▶ **EXERCISE INPUT**

****

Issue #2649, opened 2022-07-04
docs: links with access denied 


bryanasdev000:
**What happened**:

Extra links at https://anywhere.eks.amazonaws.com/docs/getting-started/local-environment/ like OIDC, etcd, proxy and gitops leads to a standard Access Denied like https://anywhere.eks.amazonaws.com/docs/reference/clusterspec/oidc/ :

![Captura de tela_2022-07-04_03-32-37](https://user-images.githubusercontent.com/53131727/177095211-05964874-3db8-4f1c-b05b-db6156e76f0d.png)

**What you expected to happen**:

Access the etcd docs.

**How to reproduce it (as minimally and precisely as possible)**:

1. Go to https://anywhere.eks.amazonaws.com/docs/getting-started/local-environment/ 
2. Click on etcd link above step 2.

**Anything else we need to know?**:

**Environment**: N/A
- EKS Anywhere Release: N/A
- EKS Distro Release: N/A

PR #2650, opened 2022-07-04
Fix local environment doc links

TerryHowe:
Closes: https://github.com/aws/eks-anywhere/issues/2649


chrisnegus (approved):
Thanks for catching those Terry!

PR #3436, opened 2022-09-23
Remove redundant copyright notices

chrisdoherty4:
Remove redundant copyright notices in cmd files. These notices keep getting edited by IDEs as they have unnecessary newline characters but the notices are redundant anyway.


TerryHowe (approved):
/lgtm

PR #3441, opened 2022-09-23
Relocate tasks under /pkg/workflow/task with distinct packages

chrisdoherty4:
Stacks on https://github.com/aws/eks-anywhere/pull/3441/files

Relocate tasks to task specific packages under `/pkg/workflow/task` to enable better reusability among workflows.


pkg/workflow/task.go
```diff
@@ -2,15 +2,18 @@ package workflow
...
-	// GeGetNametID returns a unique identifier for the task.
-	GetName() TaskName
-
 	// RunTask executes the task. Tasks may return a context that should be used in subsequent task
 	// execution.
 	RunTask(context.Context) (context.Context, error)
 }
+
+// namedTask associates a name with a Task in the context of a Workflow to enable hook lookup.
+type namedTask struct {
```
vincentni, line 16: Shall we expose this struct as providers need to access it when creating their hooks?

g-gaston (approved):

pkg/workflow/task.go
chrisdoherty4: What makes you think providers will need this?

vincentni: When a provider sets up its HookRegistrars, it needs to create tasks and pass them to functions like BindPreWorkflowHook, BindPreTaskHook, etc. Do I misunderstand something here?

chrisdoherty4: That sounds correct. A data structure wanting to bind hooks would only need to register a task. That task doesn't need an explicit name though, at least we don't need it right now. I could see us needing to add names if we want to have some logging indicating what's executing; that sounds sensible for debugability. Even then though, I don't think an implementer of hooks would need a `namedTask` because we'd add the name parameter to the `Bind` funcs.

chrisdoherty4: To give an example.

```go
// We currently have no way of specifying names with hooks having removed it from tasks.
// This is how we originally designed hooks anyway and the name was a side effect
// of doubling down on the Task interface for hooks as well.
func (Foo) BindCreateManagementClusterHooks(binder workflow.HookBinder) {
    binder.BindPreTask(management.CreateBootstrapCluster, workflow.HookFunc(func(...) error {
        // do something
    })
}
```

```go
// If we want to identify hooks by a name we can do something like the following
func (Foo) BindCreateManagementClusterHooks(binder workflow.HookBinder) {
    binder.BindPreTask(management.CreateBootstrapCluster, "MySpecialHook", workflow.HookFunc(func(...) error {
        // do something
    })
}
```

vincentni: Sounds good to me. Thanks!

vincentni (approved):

****

▶ **WHAT IS REQUIRED**
Copy every line of the records word for word.

▶ **EXERCISE ANSWER**
Issue #2649, opened 2022-07-04
docs: links with access denied 


bryanasdev000:
**What happened**:

Extra links at https://anywhere.eks.amazonaws.com/docs/getting-started/local-environment/ like OIDC, etcd, proxy and gitops leads to a standard Access Denied like https://anywhere.eks.amazonaws.com/docs/reference/clusterspec/oidc/ :

![Captura de tela_2022-07-04_03-32-37](https://user-images.githubusercontent.com/53131727/177095211-05964874-3db8-4f1c-b05b-db6156e76f0d.png)

**What you expected to happen**:

Access the etcd docs.

**How to reproduce it (as minimally and precisely as possible)**:

1. Go to https://anywhere.eks.amazonaws.com/docs/getting-started/local-environment/ 
2. Click on etcd link above step 2.

**Anything else we need to know?**:

**Environment**: N/A
- EKS Anywhere Release: N/A
- EKS Distro Release: N/A

PR #2650, opened 2022-07-04
Fix local environment doc links

TerryHowe:
Closes: https://github.com/aws/eks-anywhere/issues/2649


chrisnegus (approved):
Thanks for catching those Terry!

PR #3436, opened 2022-09-23
Remove redundant copyright notices

chrisdoherty4:
Remove redundant copyright notices in cmd files. These notices keep getting edited by IDEs as they have unnecessary newline characters but the notices are redundant anyway.


TerryHowe (approved):
/lgtm

PR #3441, opened 2022-09-23
Relocate tasks under /pkg/workflow/task with distinct packages

chrisdoherty4:
Stacks on https://github.com/aws/eks-anywhere/pull/3441/files

Relocate tasks to task specific packages under `/pkg/workflow/task` to enable better reusability among workflows.


pkg/workflow/task.go
```diff
@@ -2,15 +2,18 @@ package workflow
...
-	// GeGetNametID returns a unique identifier for the task.
-	GetName() TaskName
-
 	// RunTask executes the task. Tasks may return a context that should be used in subsequent task
 	// execution.
 	RunTask(context.Context) (context.Context, error)
 }
+
+// namedTask associates a name with a Task in the context of a Workflow to enable hook lookup.
+type namedTask struct {
```
vincentni, line 16: Shall we expose this struct as providers need to access it when creating their hooks?

g-gaston (approved):

pkg/workflow/task.go
chrisdoherty4: What makes you think providers will need this?

vincentni: When a provider sets up its HookRegistrars, it needs to create tasks and pass them to functions like BindPreWorkflowHook, BindPreTaskHook, etc. Do I misunderstand something here?

chrisdoherty4: That sounds correct. A data structure wanting to bind hooks would only need to register a task. That task doesn't need an explicit name though, at least we don't need it right now. I could see us needing to add names if we want to have some logging indicating what's executing; that sounds sensible for debugability. Even then though, I don't think an implementer of hooks would need a `namedTask` because we'd add the name parameter to the `Bind` funcs.

chrisdoherty4: To give an example.

```go
// We currently have no way of specifying names with hooks having removed it from tasks.
// This is how we originally designed hooks anyway and the name was a side effect
// of doubling down on the Task interface for hooks as well.
func (Foo) BindCreateManagementClusterHooks(binder workflow.HookBinder) {
    binder.BindPreTask(management.CreateBootstrapCluster, workflow.HookFunc(func(...) error {
        // do something
    })
}
```

```go
// If we want to identify hooks by a name we can do something like the following
func (Foo) BindCreateManagementClusterHooks(binder workflow.HookBinder) {
    binder.BindPreTask(management.CreateBootstrapCluster, "MySpecialHook", workflow.HookFunc(func(...) error {
        // do something
    })
}
```

vincentni: Sounds good to me. Thanks!

vincentni (approved):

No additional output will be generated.